2We measured flower orientation relative to slope direction on individuals of 10 species of forest-floor herbs in cool temperate forests in Japan. For one of these species, Erythronium japonicum, we also manipulated flower orientation to test experimentally for its effects on both male and female reproductive function.
3In all 10 species, flowers were preferentially orientated down-slope. This pattern was more pronounced in plants growing on steeper slopes.
4Our manipulative field experiment in Erythronium japonicum demonstrated that pollen dispatch was highest in flowers orientated down-slope. Additionally, flowers orientated up-slope may have achieved a lower seed set on steep slopes.
5We conclude that down-slope orientation of flowers was a general phenomenon among the species that we studied, and that this behaviour was adaptive in enhancing plant fitness through pollination.
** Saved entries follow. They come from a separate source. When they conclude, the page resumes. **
PR #1157, opened 2025-02-13
Add information about magnetism feature limitations for insulators

edan-bainglass:
This PR adds a note in the magnetization section and one next to the electronic type selector informing users about the limitations in combining the insulator and magnetism options. It also styles info messages in the basic settings as inline info alerts to grab the users attention.

### DIFF
--- a/src/aiidalab_qe/app/configuration/basic/basic.py
+++ b/src/aiidalab_qe/app/configuration/basic/basic.py
@@ -34,6 +34,10 @@ class BasicConfigurationSettingsPanel(
             (self._model, "electronic_type"),
             (self.electronic_type, "value"),
         )
+        self.electronic_type.observe(
+            self._on_spin_type_change,
+            "value",
+        )
 
         # SpinType: magnetic properties of material
         self.spin_type = ipw.ToggleButtons(style={"description_width": "initial"})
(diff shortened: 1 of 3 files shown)


src/aiidalab_qe/app/configuration/basic/basic.py
```diff
@@ -50,9 +54,18 @@ def render(self):
             "value",
         )
 
+        self.starting_magmom_warning = ipw.HTML(
+            value="""
+                <div class="alert alert-inline alert-info" style="margin-left: 10px;">
+                    Can only set total magnetization for insulating systems
```
mikibonacci, line 60: Note: only total magnetization can be set for insulators
```suggestion
                    Can only set total magnetization for insulating systems
```

mikibonacci (approved):
Hi @edan-bainglass , LGTM! I just added a suggestion for a sentence, but not really important (decide what you think is better. Thanks!

src/aiidalab_qe/app/configuration/basic/basic.py
edan-bainglass: Yeah, I wasn't all too happy with my phrasing. Okay, in that case, I will make messages in the format of "Note: ..." 👍

PR #1159, opened 2025-02-14
Lift app setup above wizard initialization

edan-bainglass:


edan-bainglass:
Took a different route. See #1171

PR #1161, opened 2025-02-14
Use AWB's `AiidaNodeViewWidget` to handle node views

edan-bainglass:
This PR reverts to using the AWB node view widget, which now supports caching (https://github.com/aiidalab/aiidalab-widgets-base/pull/686).


mikibonacci (approved):
Hi @edan-bainglass, LGTM!

PR #1162, opened 2025-02-15
Rename reference to local config file

edan-bainglass:
No need to folderize this. Enough to just have `qe-config.yml` under ~/.aiidalab


superstar54:
Hi @edan-bainglass , why this change is needed? I would prefer to have one config folder for the app.

edan-bainglass:
Can you comment on what we should put under this folder other than the config file? If indeed there's more things to add, then we keep it a folder. Otherwise, a file would do, no?

superstar54:
Each QE app plugin could have its config file under that folder.

edan-bainglass:
> Each QE app plugin could have its config file under that folder.

I see. I guess we can pick these plugin-specific config files via the entry point system? This could work nicely by simply adding a path to the file in the `__init__` files. The path can be flexible, but a good place would be .aiidalab/quantum-espresso. I'm okay with this. Thoughts?

superstar54:
In this PR, the core app tries to load all plugins config and override the core app's config, this may result an issue: several plugins could override the same parameters, and the order of overridden is not guaranteed.

I would suggest that, the plugin handle their config files. We keep the config folder, and suggest the developers to use the folder, but it depends on the plugin developer whether they want to put the config file in the same folder as the core app or not.

edan-bainglass:
@superstar54 it is true that one file can override the other, but is this really our concern? I imagine plugin configs are to configure plugin-specific parameters. Since plugins were designed to be independent of one another, there should not be any shared parameters. Now of course this does not prevent one file from setting parameters of another, but that's just erroneous, no? It is unclear to me what you are proposing. Let's discuss later.

edan-bainglass:
@superstar54 following our discussion, the planned mechanism is not required and is removed from this PR. This PR is then simply a change of reference name to `.aiidalab/quantum-espresso/qe-config.yml`, with plugin configs left to plugin developers to author and use. We only recommend to use `.aiidalab/quantum-espresso/` as config file placement, but not strict.

superstar54 (changes requested):
Could you also provide a help function to return the path of the config folder, so that the plugin developer can use.

superstar54 (approved):
LGTM!

edan-bainglass:
Changing the reference to `.aiidalab/quantum-espresso/qe-config.yml`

Because they are sessile, most flowering plants require pollen vectors for sexual reproduction. Animal-pollinated flowers attract their pollinators from a distance using showy petals and/or fragrance. Attraction size, which involves both flower size and number, often affects the frequency of pollinator visitation (de Jong & Klinkhamer 1994; Conner & Rush 1996; Harder & Barrett 1996; Ohashi & Yahara 2001), indicating that pollinators use showy petals as a kind of flower trademark. To make flowers more attractive for pollinators, the orientation of attraction-related petals towards the pollinators would be important to some species (Patino et al. 2002). In this sense, flower orientation is one aspect of floral attraction.
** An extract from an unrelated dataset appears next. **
PR #1163, opened 2025-02-16
Pop relax port if not relaxation

superstar54:
Currently, the `relax` port always exists in the builder even if the `relax` is not required, and the summary report also depends on the `relax` input.

This PR fixes this by:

A plant on a slope experiences a heterogeneous spatial environment (see Ishii & Higashi 1997). When a plant grows vertically, a larger space occurs on the down-slope compared with the up-slope side of the individual (Fig. 1). Assuming that pollinators are distributed uniformly in space, we expected that the number of pollinators distributed on the down-slope side of individuals would be larger than that on the up-slope side. Thus, the probability of pollinators approaching the flowers would be higher from the down-slope side than from the up-slope side, especially on a steeper slope. If a plant with a vertical flowering stem has flowers that face toward a pollinator-abundant open space to increase pollinator visitations, we can predict the following flower-orientation patterns on a slope: most flowers will face down-slope, and this pattern should be most common on steeper slopes; moreover, flowers that face up-slope will have lower reproductive success.
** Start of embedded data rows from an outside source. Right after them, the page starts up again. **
PR #1166, opened 2025-02-17
Improve status panel behavior

edan-bainglass:
Based on #1162

This PR updates the status panel as follows:
1. The root node of the process tree is force selected to avoid inconsistent selection on process node loading
2. `metadata_inputs` keys not found in root workflow `properties` are ignored
3. * marking propagates upwards (legend updated to better reflect meaning)
4. Top-level relaxation workflow is no longer replaced by its children and is also tagged with † referencing a potential convergence testing runs


edan-bainglass:
@superstar54 @mikibonacci I tried to reproduce the duplicate-node issue on the new laptop. No luck!

Tried:
- Si2 unrelaxed + pdos
- Si2 fully relaxed + pdos + fat bands

I'll check in person later what you guys are running and we can discuss.

superstar54:
@edan-bainglass thanks for hte work. It looks like this PR is not related to #1162 . Could you remove the unrelated code? Keeping the PR focused will make the review process smoother.

edan-bainglass:
@superstar54 please review #1162 first, then I'll rebase 🙏 If you wish to review this one first, simply ignore the first file 🙂 The rest of the changes are relevant to this PR.

edan-bainglass:
@superstar54 please give it another look 🙏

src/aiidalab_qe/app/result/components/status/tree.py
```diff
@@ -79,23 +80,18 @@ def _render(self):
...
+                        <div style="font-style: italic;">
+                            *dynamic workflow may submit more jobs than expected
+                            <br>
+                            <b>(advanced)</b> click
+                            <a
+                                href="https://aiida.readthedocs.io/projects/aiida-core/en/stable/howto/workchains_restart.html"
+                                target="_blank"
+                            >here</a> to learn about AiiDA's dynamic error handling
+                        </div>
+                    """,
```
superstar54, line 94: The link to the `How to write error-resistant workflows` page is too advanced, even for experienced AiiDA users. I suggest not including it here. Since the calculation of the number of jobs is not strictly accurate, due to error handling, while/if logic, and the way how metadata is interpreted, I recommend adding a simple clarification:

`The number of jobs is an estimate. The actual number may vary due to error handling, dynamic sub-workflows, and other runtime adjustments.`

superstar54 (changes requested):
Please see the added comment.

superstar54 (approved):
LGTM!

PR #1167, opened 2025-02-17
Remove aiida-qe-xspec

superstar54:
XPS/XAS plugins are migrated out, so the `aiida-qe-xspec` should not be a dependency.


edan-bainglass (approved):
LGTM!

PR #1170, opened 2025-02-18
Fix `LinkButton` styles

edan-bainglass:
Styles were applied to the `LinkButton`'s inner anchor tag. Here, a `link-button` CSS class is added directly to the `LinkButton` class (inherits `ipywidgets.HTML`).


mikibonacci (approved):
Hi @edan-bainglass, LGTM!

PR #1174, opened 2025-02-20
Improve simplified process tree

edan-bainglass:
This PR does the following:
- Refactor tree classes to aiidalab_qe/common/process module
- Add missing "not rendered" guards for monitor-triggered events
- Improve tree styles, particularly height (max 500px)
- Improve performance of counting finished jobs by replacing recursion with single DB query
- Use a flag to signal when adding branches to avoid race conditions with monitoring thread

### Future plan
- [ ] Replace more iterative/recursive tree components with single DB query
- [ ] Fetch more info from plugins to avoid on-the-fly processing


edan-bainglass:
@mikibonacci @superstar54 please test for duplicate nodes. I added a test, but not sure how reliable it is.

superstar54:
Hi @edan-bainglass , thanks for the work. The test seems not reliable. I think the test needs to mock the `_add_branches_recursive` with some time duration (~ 5 seconds), then you start another thread to trigger the `_add_branches_recursive` simultaneously. The time duration is important to test whether the lock indeed works.. If this is not easy to implement, we can skip the test for the moment.

edan-bainglass:
> Hi @edan-bainglass , thanks for the work. The test seems not reliable. I think the test needs to mock the `_add_branches_recursive` with some time duration (~ 5 seconds), then you start another thread to trigger the `_add_branches_recursive` simultaneously. The time duration is important to test whether the lock indeed works.. If this is not easy to implement, we can skip the test for the moment.

I'll give it a try. I'm more concerned in the meantime not being able to resolve the compatibility issue with v2.3

edan-bainglass:
@superstar54 @mikibonacci test improved and indeed shows that the flag is necessary and effective.

tests/test_status.py
```diff
@@ -216,6 +218,44 @@ def test_calcjob_node(self):
...
+            # Without the `_adding_branches` flag, the monitor thread will
+            # attempt to add branches at the same time as the main thread,
+            # which will result in duplicate branches
+            assert len(self.tree.trunk.branches) > 1
+            self.tree.trunk._add_branches = add_branches  # restore original method
+        else:
+            # With the flag in place, the monitor thread bails from adding
+            # branches when the parent branch is presently doing so, leading
+            # to only the adding of the single intended branch
+            assert len(self.tree.trunk.branches) == 1
```
superstar54, line 257: The code starts the threading first, then click in main. Thus, it can not guarantee that the main will run first.

edan-bainglass: The monitor thread cannot add new branches to collapsed branches. Only after the main branch expands a parent branch and begins adding sub-branches does the monitor thread attempt to add sub-branches.

This was the root of the problem. Duplications happened when a monitor event happened shortly (and while) the user was expanding a parent node.

superstar54 (approved):
LGTM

These patterns are more likely to be observed in plants with vertical and oblique oriented flowers because these flowers are considered to restrict the approach direction of visiting insects, i.e. pollinators should always approach these flowers from the front (Neal et al. 1998; Ushimaru & Hyodo 2005). Furthermore, plants with flowers near the ground should exhibit these patterns more strongly than flowers on taller plants because flowers growing at greater heights may be less influenced by spatial heterogeneity on a slope.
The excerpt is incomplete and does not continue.